Upgrading from the Spatial cartridge to the Spatial ESRI cartridge

You can use the convert.sh script to help you to migrate data from the well known binary (WKB) format used by the Spatial cartridge (nzspatial) to the ESRI binary format used by the Spatial ESRI cartridge (nzspatial_esri).

Note: It is strongly recommended that you back up your database before migrating your data.

The script makes use of the ST_CONVERT function, so it is not necessary to call that function separately. The script is located in /nz/export/ae/products/netezza/nzspatial_esri/<version>/scripts/convert.sh.

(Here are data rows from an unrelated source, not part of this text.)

PR #5673, opened 2023-08-09
feat: Add Google Maps Embed (#5667)

lampy255:
Add Google Maps Embed feature


shared/editor/embeds/GoogleMaps.test.ts
```diff
@@ -0,0 +1,22 @@
+import GoogleMaps from "./GoogleMaps";
+
+describe("GoogleMaps", () => {
+  const match = GoogleMaps.ENABLED[0];
+
+  test("to be enabled", () => {
+    expect(
+      '<iframe src="https://www.google.com/maps/embed?pb=!1m18!1m12!1m3!1d50977.036904273686!2d174.74383592605594!3d-37.00825027293197!2m3!1f0!2f0!3f0!3m2!1i1024!2i768!4f13.1!3m3!1m2!1s0x6d0d4fe87ef3d5bb%3A0xf00ef62249b7130!2sAuckland%20Airport!5e0!3m2!1sen!2snz!4v1691573100204!5m2!1sen!2snz" width="600" height="450" style="border:0;" allowfullscreen="" loading="lazy" referrerpolicy="no-referrer-when-downgrade"></iframe>'.match(
```
tommoor, line 8: Lets just match the url here the same as all of the other integrations, It's a good idea to accept pasting the iframe code but that change needs making in a different part of the system

shared/editor/embeds/GoogleMaps.tsx
```diff
@@ -0,0 +1,16 @@
...
+
+function GoogleMaps(props: Props) {
+  const { matches } = props.attrs;
+  const source = matches[1];
+
+  return <Frame {...props} src={source} title={`GoogleMaps`} />;
+}
+
+GoogleMaps.ENABLED = [
+  /src="(https:\/\/www\.google\.com\/maps\/embed[^"]+)"/, // Extract src from google maps iframe embed code
```
tommoor, line 13: Just match the url here, see the other embeds for examples

lampy255:
@tommoor I've updated the regex and made sure it works as expected.

tommoor (approved):

tommoor:
This is the first one where there is no way to map from the public link that most people are likely to paste to an embed link 😢 .
Definitely pushes on that iframe parsing logic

The convert.sh script converts a table with a VARCHAR column containing WKB geometry data to a new table with a ST_GEOMETRY column containing ESRI binary geometry data. The column names remain the same. The script also normalizes the two non-standard SRIDs in the well known binary (WKB) database:
  • SRID 1111 is converted to the SRID you specify (4269 is the default).
  • SRID 1234 is converted to the SRID you specify (27700 is the default).
The new table can be either in the same database or in a different database.
You must run the convert.sh script as user nz. Before you can run the script, the following conditions must be met:
  • nzspatial functions exist.
  • nzspatial_esri functions exist.
  • The destination database is INA-initialized.
Syntax

convert.sh command

Read syntax diagramSkip visual syntax diagram convert.sh <nzspatial db><nzspatial table><geometry column> <nzspatial function database><nzspatial_esri function database><nzspatial_esri db><nzspatial_esri table><new sphere srid><new sphere srid>
Table 1. Parameters of the convert.sh script
Parameter Description
<nzspatial db> The source database name containing the nzspatial table data.
<nzspatial table> The source table name containing nzspatial data.
<geometry column> The geometry column name.
<nzspatial function database> The name of the database containing the nzspatial functions.
<nzspatial_esri function database> The name of the database name containing the nzspatial_esri functions.
<nzspatial_esri db> The destination database name containing the newly created nzspatial_esri table data. The default is the source database.
<nzspatial_esri table> The destination table name containing the newly created nzspatial_esri data. The default is a name of the form <nzspatial_table>_tmp.
<new sphere srid> The SRID to assign to the newly created nzspatial_esri data that was previously assigned to SRID 1111 (Spherical). The default is 4269.
<new cartesian srid> The SRID to assign to newly created nzspatial_esri data that was previously assigned to SRID 1234 (Cartesian). The default is 27700.